The functions of the Nigerian Investment Promotion Commission (NIPC), as stipulated by the NIPC Act 16, 1995, are wide-ranging and include coordinating, monitoring, encouraging and providing necessary assistance to and guidance for the establishment and operation of businesses in Nigeria. The NIPC is also to promote investment in and outside Nigeria through effective means. The highlights of the above- mentioned Acts (N°16 and N° 17 of 1995) with regards to investment are as follows:

  • A foreigner may invest and participate in the operation of any enterprise in Nigeria;
  • An enterprise in which foreign participation is permitted shall, after its incorporation, be registered with the NIPC;
  • A foreign enterprise may buy shares of any Nigerian enterprise in any convertible currency;
  • A foreign investor in a registered enterprise is guaranteed unconditional transferability of funds through an authorised dealer, in any convertible currency, be it: – dividends or profit (net of taxes) attributable to the investment; – payments in respect of loan servicing, where a foreign loan has been obtained; – proceeds (net of taxes and other obligations) in the event of sale or liquidation of enterprise or any interest attributable to the investment; – the entire capital can be transferred should the investor decide to relocate elsewhere.

Investment Protection

The legislation on investment also provides solid assurance regarding the protection of investment.

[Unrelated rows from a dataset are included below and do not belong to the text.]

PR #3582, opened 2013-06-26
Ensure caches always check ETags on dynamic pages. Fixes #3547

### LINKED ISSUE #3547: investigate cache headers on /sign_in
There were reports of people getting 404 for content from static.login.persona.org, such as me, jedp and ednapirana. 

ednapirana's url was https://static.login.persona.org/v/f915b0aa15/production/en/dialog.css. 

That would be a correct url on the train-2013.04.26 release. (Production was updated to train-2013.05.22 at 2:30pm PDT today). 

```
curl -k -s https://persona-org-0525-1045101880.us-west-2.elb.amazonaws.com/v/f915b0aa15/production/en/dialog.css | md5sum
f915b0aa1558424be23575603f082c32  -
```

But the /sign_in dialog is served with `Cache-Control: public, max-age=0` and an ETag header, so a browser should request again each time the dialog comes up with 'If-None-Match', and that's what I see it doing with FF21.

It guards against nationalisation or expropriation of an enterprise by the government and the compulsory dispossession of an investor of his/her interest in the capital of an enterprise, whether wholly or in part.

It guards against the acquisition of an enterprise by the government unless such an acquisition is in the best interest of a public purpose, in which case, adequate compensation must be paid promptly, with authorisation for full repatriation of the proceeds in convertible currency, where applicable. The law also gives the investor the right of access to the courts for determination of his/her interest or right and the compensation to which he/she is entitled.

Investment Promotion and Protection Agreements

Countries willing to invest in Nigeria may choose to enter into bilateral Investment Promotion and Protection Agreement (IPPA) with the Nigerian government.

Deregulation of Equity Structure in Nigerian Enterprises

The Nigerian Investment Promotion Commission (NIPC) Act N° 16 of 1995 has effectively abolished any restrictions in respect of the limits of foreign shareholding in an enterprise registered in Nigeria.

 

However, certain categories of enterprises remain subject to authorisation for non-Nigerians:

  • Production of arms and ammunition;
  • Production of and dealing in narcotics and psychotropic substances;
  • Manufacture of military and paramilitary wears and accouterments;
  • Participating in coastal and inland shipping.